ACTA DE LOS TESTIGOS

Yo, Nicanor, declaro que él era bello e inocente.

Yo, Diofanor, declaro que él era bello e inocente.

Yo, Agenor, declaro que él era bello e inocente.


Trescientos días atravesó en su bicicleta hasta que llegaron las grandes fiestas de la ciudad,

y bailó con su vestido de Pierrot delante de los invitados, quienes se mordían la lengua y lo aplaudían con sus manos pálidas.

Yo me subía a un árbol de la avenida para verlo pasar,

y después me iba galopando por las calles, desbocado de admiración.


Yo, Diofanor, convulsionado por el verano que desleía mi sexo,

circulando por mis venas semen a cuarenta grados en las calles de la ciudad,

encerrado en la brillantez del verano como una araña en un laberinto de cristal,

andando de torre en torre perseguía su sombra

como un pez persiguiendo el agua de los arroyuelos que huyen por el desierto,

como el pájaro que persigue la aurora que le da la vuelta a la tierra,

como el cristal de Murano que persigue la lluvia que anda por los montes para cogerle una gota.

Lo esperé en el cruce elevado, lo perdí en los ascensores y lo volví a encontrar en la plaza del obelisco;

fue interceptado sucesivamente por una columna de soldados, por un tren ambulante y por un eclipse de girasoles;

y en un momento de ofuscación fue interrogado por las bailarinas de ballet, por el cable de tensión del arco iris y por el árbol del pan.

Ya para entonces yo mordía el calcinado limo de las calles

como una tenaza, como una serpiente, como un fuetazo en el polvo,

como el camello que viene todos los días a comer el vello que crece en mis piernas.


Yo, Agenor, esperaba silenciosamente a la sombra de los bastiones,

en las empenumbradas esquinas de la calle de las palmeras rosadas,

con las manos en ángulo tocándome la punta de la nariz.

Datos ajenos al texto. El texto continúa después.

PR #1361, opened 2021-09-27
#1341 fix condition check on @qemu_use_agent

abbbi:
As discussed in:

https://github.com/vagrant-libvirt/vagrant-libvirt/pull/1343#pullrequestreview-764153975


electrofelix (approved):
look good to me

PR #62, opened 2017-07-14
Windows compatibility

### LINKED ISSUE #54: Make sure path separators will work on Windows
I saw some `/` in paths...

nproctor:
Fixes #54. Checks if the platform is Windows. If it is, the server is spawned with Windows compatible commands, and in app terminals are disabled.


nproctor:
There's still an issue with child processes not terminating. I'm working on it, but since #66 depends on this merge, I'll create a new issue for this.

ddavidebor:
As you prefer, I'll happily put #66 on halt and fix conflicts later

Transcurrido un año me puse en camino hacia la cueva de los letreros

para consultar en las antiguas inscripciones el misterio que bullía en el fondo de su corazón.

Una esfinge de diorita miraba impasible las manos pintadas con polvo de oligisto.

Así pues, volví y estuve otro año grabando una estela triunfal con las varias manifestaciones del espíritu de la ciudad,

y luego me fui a dar una vuelta en mi astronave de recreo para recuperar los dos años anteriores y regresar al punto de partida,

porque tenía varias cosas qué hacer con respecto a las preocupaciones de mi amor.

Y así está escrito en el palimpsesto de Sodoma: “Se acordó de sus amigos y honró su memoria por cuanto el fuego (había) consumido su corazón”.


Yo, Jaime, escucho a los testigos y callo.

Todo esto me parece muy confuso y sospechoso. Probablemente se trata de ocultar algo.

¿Qué sucedió mientras tanto, mientras todos esperábamos qué transformaciones se operaron, que los testigos soslayan tan delicada como cruelmente?

Acaso el joven, habiendo descubierto los toneles en que sus mayores guardaban la cerveza,

fue a parar, embriagado, a la orilla del río, donde la noche lo marcó con sus estrellas candentes,

después de lo cual, habiendo sido conducido por sus amigos a desconocidos lugares,

fue sucesivamente introducido en las cámaras secretas de los violadores,

quienes…


¿Acaso el cadáver encontrado en el lago era el suyo?

“Tenía las manos atadas”, dice el acta, pero los testigos se niegan a reconocerlo.